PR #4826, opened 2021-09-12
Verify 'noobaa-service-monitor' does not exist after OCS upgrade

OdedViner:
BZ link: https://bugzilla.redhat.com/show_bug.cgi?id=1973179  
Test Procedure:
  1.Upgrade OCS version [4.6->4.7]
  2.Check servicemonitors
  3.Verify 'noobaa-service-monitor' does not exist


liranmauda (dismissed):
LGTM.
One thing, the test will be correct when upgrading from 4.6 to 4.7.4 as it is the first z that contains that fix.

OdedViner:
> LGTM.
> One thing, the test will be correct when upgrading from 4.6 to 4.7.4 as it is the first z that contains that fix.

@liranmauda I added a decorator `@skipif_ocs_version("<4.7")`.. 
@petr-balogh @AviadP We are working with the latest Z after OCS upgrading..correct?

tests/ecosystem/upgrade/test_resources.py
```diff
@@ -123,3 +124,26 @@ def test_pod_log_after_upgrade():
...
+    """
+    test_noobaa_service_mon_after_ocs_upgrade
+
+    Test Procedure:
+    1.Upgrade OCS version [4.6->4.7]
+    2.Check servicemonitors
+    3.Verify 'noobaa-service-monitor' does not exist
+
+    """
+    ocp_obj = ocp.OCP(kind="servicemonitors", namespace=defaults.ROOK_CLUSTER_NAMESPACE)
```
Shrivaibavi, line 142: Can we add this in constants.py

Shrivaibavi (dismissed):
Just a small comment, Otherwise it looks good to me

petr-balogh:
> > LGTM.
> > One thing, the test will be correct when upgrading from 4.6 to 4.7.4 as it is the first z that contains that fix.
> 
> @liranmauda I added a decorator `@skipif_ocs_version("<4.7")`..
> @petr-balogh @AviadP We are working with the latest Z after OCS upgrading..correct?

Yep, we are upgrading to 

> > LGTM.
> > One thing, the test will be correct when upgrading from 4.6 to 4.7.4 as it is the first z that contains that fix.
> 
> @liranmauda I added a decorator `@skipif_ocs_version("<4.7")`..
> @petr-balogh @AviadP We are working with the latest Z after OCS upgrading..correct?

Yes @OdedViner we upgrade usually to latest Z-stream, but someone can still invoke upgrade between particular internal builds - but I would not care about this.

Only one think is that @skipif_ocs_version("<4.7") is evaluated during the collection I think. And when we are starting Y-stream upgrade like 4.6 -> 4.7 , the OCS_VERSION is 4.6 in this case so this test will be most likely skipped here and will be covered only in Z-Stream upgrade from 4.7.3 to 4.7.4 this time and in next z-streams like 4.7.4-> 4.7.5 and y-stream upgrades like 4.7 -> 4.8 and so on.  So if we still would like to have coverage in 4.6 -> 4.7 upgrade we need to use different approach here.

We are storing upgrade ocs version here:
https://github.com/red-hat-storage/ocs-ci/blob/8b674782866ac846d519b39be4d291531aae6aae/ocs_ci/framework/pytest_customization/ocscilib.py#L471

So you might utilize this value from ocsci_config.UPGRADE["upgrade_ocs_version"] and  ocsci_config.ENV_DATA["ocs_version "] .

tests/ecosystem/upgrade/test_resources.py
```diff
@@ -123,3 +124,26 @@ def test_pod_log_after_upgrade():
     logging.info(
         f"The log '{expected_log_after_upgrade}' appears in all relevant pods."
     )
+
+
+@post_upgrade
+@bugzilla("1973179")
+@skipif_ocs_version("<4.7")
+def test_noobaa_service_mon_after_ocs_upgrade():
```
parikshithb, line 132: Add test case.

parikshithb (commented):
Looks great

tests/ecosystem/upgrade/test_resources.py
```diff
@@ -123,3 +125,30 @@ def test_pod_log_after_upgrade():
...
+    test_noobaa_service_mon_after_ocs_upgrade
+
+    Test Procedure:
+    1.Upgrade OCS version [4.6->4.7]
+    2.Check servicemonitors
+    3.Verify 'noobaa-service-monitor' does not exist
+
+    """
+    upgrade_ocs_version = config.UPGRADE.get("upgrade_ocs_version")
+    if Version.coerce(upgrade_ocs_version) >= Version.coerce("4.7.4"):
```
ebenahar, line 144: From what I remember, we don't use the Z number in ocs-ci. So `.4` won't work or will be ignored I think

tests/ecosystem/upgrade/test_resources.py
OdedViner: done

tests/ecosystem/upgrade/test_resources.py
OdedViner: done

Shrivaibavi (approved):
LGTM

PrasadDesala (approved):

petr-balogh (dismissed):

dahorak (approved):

### [Instructions to follow]
Work out the number of lines in this listing that include the word "case". Reply with that number only.

### [Output for this task]
2